▸ **REQUIRED ACTION**
At the line containing "the intended behavior?", begin repeating lines exactly, and stop only after the final line of the records below.
────────────────────────────────────────
PR #232, opened 2025-10-16
feat: append only mode

deepanshupal09-datazip:
# Description

This PR adds append only mode in UI

## Type of change

# How Has This Been Tested?

- [x] Tested append only mode in job edit
- [x] Tested append only mode in job creation
- [x] Tested "All Upsert" and "All Append" in streams

# Screenshots or Recordings

Screenshot 2025-10-16 at 4 06 23 PM

Screenshot 2025-10-16 at 4 06 36 PM

Screenshot 2025-10-16 at 4 06 59 PM

### DIFF
--- a/ui/src/modules/jobs/pages/streams/StreamConfiguration.tsx
+++ b/ui/src/modules/jobs/pages/streams/StreamConfiguration.tsx
@@ -14,7 +14,6 @@ import {
 import {
 	ColumnsPlusRightIcon,
 	GridFourIcon,
-	InfoIcon,
 	LightningIcon,
 	PlusIcon,
 	SlidersHorizontalIcon,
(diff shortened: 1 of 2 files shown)


deepanshupal09-datazip:
> After saving with `all_append` and reopening `edit_streams`, the tab still shows `all_upsert` even though all streams are already in `append_only`. Just checking is this the intended behavior?
> 
>  Screen.Recording.2025-10-22.at.2.40.38.PM.mov

This switch's default mode is "All Upsert", only when user changes that switch to "All Append", all streams are made to append only mode.

ui/src/modules/jobs/pages/streams/StreamConfiguration.tsx
```diff
@@ -729,6 +754,34 @@ const StreamConfiguration = ({
 								</div>
 							)}
 					</div>
+
+					<div
+						className={`mb-4 ${!isSelected ? "font-normal text-gray-500" : "font-medium text-neutral-text"}`}
```
vishalm0509: Can we use `clsx` here for conditional styling. Also check if we can use it anywhere else in this PR

vishalm0509 (approved):
LGTM. Minor comments

shubham19may (approved):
────────────────────────────────────────
▸ **SOLUTION FOR THIS PROBLEM**
> After saving with `all_append` and reopening `edit_streams`, the tab still shows `all_upsert` even though all streams are already in `append_only`. Just checking is this the intended behavior?
> 
>  Screen.Recording.2025-10-22.at.2.40.38.PM.mov

This switch's default mode is "All Upsert", only when user changes that switch to "All Append", all streams are made to append only mode.

ui/src/modules/jobs/pages/streams/StreamConfiguration.tsx
```diff
@@ -729,6 +754,34 @@ const StreamConfiguration = ({
 								</div>
 							)}
 					</div>
+
+					<div
+						className={`mb-4 ${!isSelected ? "font-normal text-gray-500" : "font-medium text-neutral-text"}`}
```
vishalm0509: Can we use `clsx` here for conditional styling. Also check if we can use it anywhere else in this PR

vishalm0509 (approved):
LGTM. Minor comments

shubham19may (approved):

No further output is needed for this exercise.